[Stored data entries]
+ + + + + + +

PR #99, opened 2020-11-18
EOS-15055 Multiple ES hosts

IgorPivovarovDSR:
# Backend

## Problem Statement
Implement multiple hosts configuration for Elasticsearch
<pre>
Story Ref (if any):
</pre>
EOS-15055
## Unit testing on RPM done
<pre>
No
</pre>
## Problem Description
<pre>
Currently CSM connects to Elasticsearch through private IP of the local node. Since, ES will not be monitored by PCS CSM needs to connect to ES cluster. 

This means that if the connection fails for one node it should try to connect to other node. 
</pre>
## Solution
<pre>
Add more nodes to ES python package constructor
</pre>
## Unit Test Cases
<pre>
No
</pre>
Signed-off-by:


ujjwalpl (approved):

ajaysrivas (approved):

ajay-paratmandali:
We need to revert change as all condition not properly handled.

+ + + + + + +

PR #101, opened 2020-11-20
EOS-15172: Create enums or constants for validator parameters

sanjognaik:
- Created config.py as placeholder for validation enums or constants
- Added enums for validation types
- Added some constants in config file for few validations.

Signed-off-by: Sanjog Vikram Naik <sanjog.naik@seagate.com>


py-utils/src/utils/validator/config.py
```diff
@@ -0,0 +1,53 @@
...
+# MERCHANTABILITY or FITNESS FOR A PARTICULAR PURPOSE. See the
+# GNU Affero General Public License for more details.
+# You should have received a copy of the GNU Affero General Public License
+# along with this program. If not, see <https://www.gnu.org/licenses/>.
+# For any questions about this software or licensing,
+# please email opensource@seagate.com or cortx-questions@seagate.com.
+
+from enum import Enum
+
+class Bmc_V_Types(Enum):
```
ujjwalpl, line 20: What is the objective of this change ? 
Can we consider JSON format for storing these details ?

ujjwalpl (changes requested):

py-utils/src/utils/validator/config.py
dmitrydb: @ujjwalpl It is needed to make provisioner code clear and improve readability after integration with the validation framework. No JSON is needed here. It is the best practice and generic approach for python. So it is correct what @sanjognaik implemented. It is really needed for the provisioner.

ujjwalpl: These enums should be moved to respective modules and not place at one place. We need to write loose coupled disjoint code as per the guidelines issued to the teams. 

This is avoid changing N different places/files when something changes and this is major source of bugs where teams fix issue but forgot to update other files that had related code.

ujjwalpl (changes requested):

+ + + + + + +

Work to be completed: Line count for the word "constants": give the number of lines in the entries above that contain it, and nothing more.

Answer section: 3